Philip Tanner retrace également tout le processus historique de l’aide canadienne au développement qui a suivi l’influence des événements politiques (guerres, catastrophes, etc.) qui jalonnent la marche des pays de l’Asie et des îles du Pacifique. Pour la région asiatique, l’auteur remarque que les fonds investis par le Canada sont relativement inférieurs compte tenu de son importance démographique et de l’état de la pauvreté. L’un des intérêts majeurs de cet article réside dans la description du dangereux scénario qui se déroule actuellement en Afghanistan et qui risque de modifier la façon dont l’aide étrangère canadienne est distribuée. L’auteur remarque fort justement que la ligne séparant les fournisseurs de l’aide d’urgence et de développement et les fournisseurs de sécurité se brouille et que la cause du conflit dans la plupart de ces pays devient inexplicable.

François Audet et Judy Meltzer analysent les contradictions et paradoxes dans l’aide canadienne en Amérique latine. Les auteurs soulignent d’emblée que la croissance économique constatée dans cette région depuis la dernière décennie est loin de compenser le déclin observé dans la précédente car 40,6 % de Latino-Américains vivent encore dans la pauvreté. Force est de constater que cette région n’est pas prioritaire pour le Canada à l’exception notable du Mexique et d’Haïti dont la situation humanitaire justifie un regain d’intérêt de l’aide canadienne.

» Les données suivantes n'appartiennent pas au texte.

PR #30427, opened 2026-07-04
fix(pacman): Avoid freeing libalpm handle in forked child to prevent

### LINKED ISSUE #82: Re-installing coreutils or some other packages using pacman in GitHub Actions freezes the container at updating alternatives
Apparently.

Started a couple days ago.

https://github.com/themartiancompany/eslint-plugin-hardhat-internal-rules-ur/actions/runs/25117649402/job/73609186276

wallentx:
@robertkirkman this fixes pacman hook freeze on termux-docker-pacman, but I don't know if is something that is safe to implement for termux outside of that environment.

This patch stops libalpm from calling `_alpm_handle_free(handle)` in the forked hook child immediately before `execv()`.

The freeze was narrowed in `termux-docker` CI to the child process blocking inside `_alpm_handle_free(handle)` after `_alpm_reset_signals()` and before it could exec the ALPM hook script:

https://github.com/wallentx/termux-docker/actions/runs/28703857381

A follow-up run replacing only that child-side cleanup with a no-op allowed the `coreutils` reinstall to complete and the `pacman-alternatives` post-transaction hook to run successfully:

https://github.com/wallentx/termux-docker/actions/runs/28703957986

The same candidate passed again with the shorter/default probe settings:

https://github.com/wallentx/termux-docker/actions/runs/28704031573

This cleanup is unnecessary in the child because a successful `execv()` replaces the process image, and the parent still owns normal libalpm cleanup.
Avoiding broad handle cleanup after `fork()` also avoids inherited
Bionic/runtime lock state before hook execution.

- Fixes https://github.com/termux/termux-docker/issues/82

### DIFF
--- a/packages/pacman/util.c.patch
+++ b/packages/pacman/util.c.patch
@@ -19,7 +19,21 @@
  		if(chdir("/") != 0) {
  			fprintf(stderr, _("could not change directory to %s (%s)\n"),
  					"/", strerror(errno));
-@@ -684,7 +681,7 @@
+@@ -676,7 +673,12 @@
+ 		unsetenv("BASH_ENV");
+ 		umask(0022);
+ 		_alpm_reset_signals();
+-		_alpm_handle_free(handle);
++		/*
++		 * Do not free the inherited libalpm handle in the forked child.
++		 * On Termux/Bionic this cleanup can block on inherited library
++		 * locks before execv() reaches ALPM hooks. The child is about to
++		 * replace its image; the parent remains responsible for cleanup.
++		 */
+ 		execv(cmd, argv);
+ 		/* execv only returns if there was an error */
+ 		fprintf(stderr, _("call to execv failed (%s)\n"), strerror(errno));
+@@ -684,7 +686,7 @@
  		/* this code runs for the parent only (wait on the child) */
  		int status;
  		char obuf[PIPE_BUF]; /* writes <= PIPE_BUF are guaranteed atomic */
--- a/packages/pacman/util.c.patch
+++ b/packages/pacman/util.c.patch
@@ -1,14 +1,14 @@
---- pacman-6.1.0/lib/libalpm/util.c	2024-03-04 06:07:58.000000000 +0300
-+++ pacman-6.1.0/lib/libalpm/util.c.patch	2024-03-28 23:01:55.557474407 +0300
-@@ -35,6 +35,7 @@
- #include <fnmatch.h>
+--- pacman-7.1.0/lib/libalpm/util.c	2025-11-01 14:05:29.000000000 +0300
++++ pacman-7.1.0/lib/libalpm/util.c.patch	2026-08-30 19:35:45.168630816 +0300
+@@ -38,6 +38,7 @@
  #include <poll.h>
+ #include <pwd.h>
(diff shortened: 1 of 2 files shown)


packages/pacman/util.c.patch
```diff
@@ -19,7 +19,21 @@
  		if(chdir("/") != 0) {
  			fprintf(stderr, _("could not change directory to %s (%s)\n"),
  					"/", strerror(errno));
-@@ -684,7 +681,7 @@
+@@ -676,7 +673,12 @@
+ 		unsetenv("BASH_ENV");
+ 		umask(0022);
+ 		_alpm_reset_signals();
+-		_alpm_handle_free(handle);
```
robertkirkman, line 26: Thank you very much for working on this this is really amazing, and I have a few questions about it,

1. If it should be removed from here because this is freezing, then shouldn't it be moved somewhere else where it will run without freezing, to avoid creating a memory leak, since "the parent remains responsible for cleanup", like the comment says?
2. If there is no way to reproduce the freeze on non-bionic distros (for example maybe Alpine Linux or Chimera Linux running a custom built `pacman` binary, which I have not tested), could there be a way to explain the problem in terms of incorrect POSIX signal or C memory handling that would remain true on any UNIX-like operating system potentially running pacman, but might not fail on other operating systems because of more relaxed implementations of the specification on other operating systems that coincidentally avoid freezing?
3. Were you able to find a 100% consistent local reproduction method for the freeze that you could use to develop this, or did you do it entirely using GitHub Actions tests? I had, for a brief period a few weeks ago, been able to reproduce it locally on my PC using this command: `docker run -it --rm termux/termux-docker-pacman /entrypoint.sh login -c "pacman -Sy && pacman -S fresh-editor --noconfirm"` , however unfortunately it's still intermittent and it doesn't always reproduce with that command for me, and currently isn't for some reason.
4. The source code of the `/system/lib64/libc.so` file of termux-docker is built in Termux here and can be modified and patched: https://github.com/termux/termux-packages/blob/master/packages/aosp-libs/build.sh it builds using cross-compilation from the command `scripts/run-docker.sh ./build-package.sh -I -f aosp-libs`. If you would like to continue testing and investigating this, what I would be interested to find out is:
    - Would it be possible to frame the problem and solution in terms of what difference between Arch Linux's glibc and termux-docker's bionic libc is causing this freeze to sometimes occur when `pacman` is run in termux-docker, as opposed to only the application-side (`pacman`-side) code?
    - If so, would it be possible to somehow solve this by modifying the code of the `aosp-libs` package as opposed to the code of the `pacman` package?

wallentx: Just a quick reply for now, and will follow up later:

- For 1-2: I haven't explored that yet, but intend to.
- for 3: I did all of this in gh actions, so you can see the entire history of what all I was trying here https://github.com/wallentx/termux-docker/commits/dev/

I basically couldn't sleep and did all this from my phone. The initial win was finding that moving the hooks out.

I'll read back and respond more in depth when I can. Currently juggling a new job and a 1 year old. Just wanted to communicate what I had found so far, and wasn't sure of the best location for it.

Maxython (approved):

PR #30441, opened 2026-07-05
kari: add package

Dhairya3391:
Terminal-based media browser and streamer for anime, movies, TV shows, and cartoons with multi-provider search and external player support.

See https://github.com/Dhairya3391/kari

### DIFF
--- a/packages/kari/build.sh
+++ b/packages/kari/build.sh
@@ -1,0 +1,27 @@
+TERMUX_PKG_HOMEPAGE=https://github.com/Dhairya3391/kari
+TERMUX_PKG_DESCRIPTION="Terminal-based media browser and streamer (anime, movies, TV)"
+TERMUX_PKG_LICENSE=MIT
+TERMUX_PKG_MAINTAINER="@Dhairya3391"
+TERMUX_PKG_VERSION=1.3.4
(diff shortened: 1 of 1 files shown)


robertkirkman:
We already have  Seanime, and this would duplicate functionality of the existing package, which is against the Termux policy.

Also, Seanime has a commitment statement to moderate the legality of its pre-included services and avoid piracy,

https://github.com/5rahim/seanime#about

what does your project do to ensure piracy does not occur?

Dhairya3391:
Kari's just a local TUI client, not a server. Think yt-dlp or ani-cli — it doesn't host, cache, or redistribute anything. Providers are scrapers users add themselves that grab a stream URL and hand it to mpv on their own machine. There's no backend or infra I control that piracy could even route through. If a provider gets DMCA'd or goes down, that's on the provider, not on Kari.

On the Seanime overlap — that's a fair callout. Kari does cover more ground (movies/TV/cartoons too, not just anime, plus native Termux support), but I get why "another anime TUI" reads as duplicate from where you're sitting.

I'll add a clear disclaimer to the README — no hosting, no bundled content, provider config is on the user, legality is on the user in their own jurisdiction — same spirit as Seanime's. Wanted to actually answer the question instead of hand-waving it.

If duplicate-policy is a hard no regardless, I get it — happy to close this myself rather than leave it hanging.

Dhairya3391:
Closing — this won't be pursued further. Thanks for the review.

PR #30447, opened 2026-07-05
addpkg(main/google-benchmark): 1.9.5

glebm:
Microbenchmark support library for C++: https://github.com/google/benchmark.

Files in the resulting deb (relative to prefix):

    include/benchmark/benchmark.h
    include/benchmark/export.h
    lib/cmake/benchmark/benchmarkConfig.cmake
    lib/cmake/benchmark/benchmarkConfigVersion.cmake
    lib/cmake/benchmark/benchmarkTargets.cmake
    lib/cmake/benchmark/benchmarkTargets-release.cmake
    lib/libbenchmark.so
    lib/libbenchmark_main.so
    lib/pkgconfig/benchmark.pc
    lib/pkgconfig/benchmark_main.pc
    share/doc/google-benchmark/copyright
    share/googlebenchmark/tools/compare.py
    share/googlebenchmark/tools/gbench/__init__.py
    share/googlebenchmark/tools/gbench/report.py
    share/googlebenchmark/tools/gbench/util.py
    share/googlebenchmark/tools/requirements.txt
    share/googlebenchmark/tools/strip_asm.py

### DIFF
--- a/packages/google-benchmark/build.sh
+++ b/packages/google-benchmark/build.sh
@@ -1,0 +1,38 @@
+TERMUX_PKG_HOMEPAGE=https://github.com/google/benchmark
+TERMUX_PKG_DESCRIPTION="Microbenchmark support library for C++"
+TERMUX_PKG_LICENSE="Apache-2.0"
+TERMUX_PKG_MAINTAINER="@termux"
+TERMUX_PKG_VERSION="1.9.5"
+TERMUX_PKG_SRCURL=https://github.com/google/benchmark/archive/refs/tags/v${TERMUX_PKG_VERSION}.tar.gz
+TERMUX_PKG_SHA256=9631341c82bac4a288bef951f8b26b41f69021794184ece969f8473977eaa340
+TERMUX_PKG_AUTO_UPDATE=true
+TERMUX_PKG_DEPENDS="libc++"
+TERMUX_PKG_EXTRA_CONFIGURE_ARGS="
+-DBUILD_SHARED_LIBS=ON
+-DBENCHMARK_ENABLE_TESTING=OFF
+-DBENCHMARK_INSTALL_DOCS=OFF
+-DCMAKE_INSTALL_INCLUDEDIR=$TERMUX__PREFIX__INCLUDE_SUBDIR
+"
+# Keep the result comparison tooling (compare.py) but drop
+# bazel build files and test fixtures installed alongside it.
+TERMUX_PKG_RM_AFTER_INSTALL="
+share/googlebenchmark/tools/BUILD.bazel
+share/googlebenchmark/tools/libpfm.BUILD.bazel
+share/googlebenchmark/tools/gbench/Inputs
+"
+
+# NOTE: This library is used for development of DevilutionX upstream
+# and downstream code and compatibility with Termux APIs.
+
+termux_step_post_get_source() {
+	# Do not forget to bump revision of reverse dependencies and rebuild them
+	# after SOVERSION is changed. SOVERSION is the major version:
+	# https://github.com/google/benchmark/blob/main/CMakeLists.txt
+	local _SOVERSION=1
+
+	local v=$(sed -En 's/^project \(benchmark VERSION ([0-9]+).*/\1/p' \
+			CMakeLists.txt)
+	if [ "${v}" != "${_SOVERSION}" ]; then
+		termux_error_exit "SOVERSION guard check failed."
+	fi
+}


robertkirkman:
Termux has a policy to avoid adding library packages without also adding a reverse dependency,

do you know any reverse dependencies that you need this for?

glebm:
termux-packages has Google Test already, so I thought it'd make sense to also add Google Benchmark, they often go together.

Generally, Google Test / Benchmark should not have a reverse dependency because they're development libraries (googletest does have reverse deps in practice though probably tests should've been disabled for these instead). Both are very popular libraries.

I need this for https://github.com/diasurgical/DevilutionX. It's a game engine that also has an Android app port, so it probably doesn't belong in termux-packages (?) but I use Termux for developing DevilutionX and thought it be nice to have all the dependencies available.

I see this library as a tool for software engineers working on performance, similar to GIMP being here as a tool for people working with images.

robertkirkman:
> It's a game engine that also has an Android app port, so it probably doesn't belong in termux-packages (?) 

This is where you are wrong and thanks for explaining, that's exactly what I wanted you to get at. Please add the entire DevilutionX game as a package here also. If you are unsure how to make a package of it for UNIX-like systems , I recommend reading many of the source packages of it for other distributions of DevilutionX in that can be found by following the links in the DevilutionX Repology page: https://repology.org/project/devilutionx/versions , and then reading several of the packages in Termux such as the [`luanti` package](https://github.com/termux/termux-packages/tree/master/x11-packages/luanti) here which you can compare with things like the [Luanti official Android and GNU/Linux binaries](https://github.com/luanti-org/luanti/releases), to see exactly what is going on here in Termux.


>  I use Termux for developing DevilutionX and thought it be nice to have all the dependencies available.

If you're really, really into DevilutionX, I would tentatively suggest that you implement full support for two windowing modes of Android in DevilutionX, one being running standalone as a `.apk` file, and the other one being running as a `.elf` file or just `DevilutionX` executable file inside of [Termux:X11](https://github.com/termux/termux-x11) display server. I have been endeavoring to do that in many games and I have already implemented it fully in several so if you are not sure where to begin doing that, I could help you.

> I see this library as a tool for software engineers working on performance, similar to GIMP being here as a tool for people working with images.

I am equally as interested in the resulting code of the performance optimizations being built, packaged, tested and deployed full stack entirely within Termux as I am in the tool working on performance optimizations itself.

glebm:
>  Please add the entire DevilutionX game as a package here also.

Ah I see, yeah, I can do that for the next DevilutionX release 👍 

> If you're really, really into DevilutionX, I would tentatively suggest that you implement full support for two windowing modes of Android in DevilutionX, one being running standalone as a .apk file, and the other one being running as a .elf file or just DevilutionX executable file inside of [Termux:X11](https://github.com/termux/termux-x11?rgh-link-date=2026-07-06T07%3A49%3A38Z) display server.

I've actually [implemented](https://github.com/diasurgical/DevilutionX/commit/6ce6551cc47c0ca5748d059602715390adb13858) that just recently!

Screenshot_20260628-223608

The DevilutionX package here won't need benchmarking or tests because we'll build the deb without these (`-DBUILD_TESTING=OFF`) but it's a useful tool for development, so I hope `google-benchmark` gets accepted here.

robertkirkman:
Yes absolutely, though what will be useful is a comment in the `build.sh` file of `google-benchmark` saying that it is used in the development of the `devilutionx` upstream _and_ downstream code _and_ compatibility with Termux APIs.

glebm:
@robertkirkman I've added a comment that you've suggested, though it seems a bit strange to me to single out DevilutionX here. Google Benchmark is used for development of many software packages, as it's a very popular and mature library.

robertkirkman:
I see, well if you prefer not to have that, then you can remove the comment; what would be enough is to just add the second commit that adds `devilutionx` in the same PR here.

The reason I think it is best to organize it that way is to make it clear what the purpose of the package being added originally was, so that in the future, let's say for example 2 years from now the `google-benchmark` package stops working or fails to build, and people at that time wonder "why is this needed and could we disable or remove it without ruining someone's workflow?" then they could associate it with `devilutionx` in that context, and check whether the package `devilutionx` is still being updated at that time or not, and if so then the people of the future wouldn't want to remove `google-benchmark`.

robertkirkman:
> The DevilutionX package here won't need benchmarking or tests because we'll build the deb without these (`-DBUILD_TESTING=OFF`) but it's a useful tool for development, so I hope google-benchmark gets accepted here.

To be clear, I have seen that part you said and I agree, and that makes it all the more important to associate `google-benchmark` with `devilutionx` in some other, inert and non-behavioral way, for the purpose of leaving a record for future development in Termux.

robertkirkman:
I guess it might be relevant for me to say, that Termux developers often operate in a decentralized and very loosely organized way, and I have observed other Termux developers periodically enforcing the "no libraries without reverse dependencies" rule by going through the repository and removing library packages that are orphaned, outdated or lacking sufficient reverse dependencies. This context hopefully provides a clearer picture of why I am thinking this way about `google-benchmark`.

Tout compte fait, ce livre bilan consiste en une évaluation complète de l’aide canadienne au développement. Plus qu’un simple état de lieux, il offre des réflexions intéressantes dont les décideurs politiques peuvent tenir compte pour réorienter dans une meilleure optique leurs interventions. Il dégage des pistes de recherches fort intéressantes pour les chercheurs en développement international en plus de constituer une véritable mine d’informations. S’il y a une faiblesse dans l’ouvrage, elle vient de l’absence de contributions des chercheurs du Sud dont le regard en tant qu’acteurs et sujets de la recherche aurait donné une plus grande dimension critique au contenu qui relève malgré tout le défi de la distance critique propre à la production scientifique sur un sujet pas toujours facile à aborder malgré son apparente mais fausse banalité.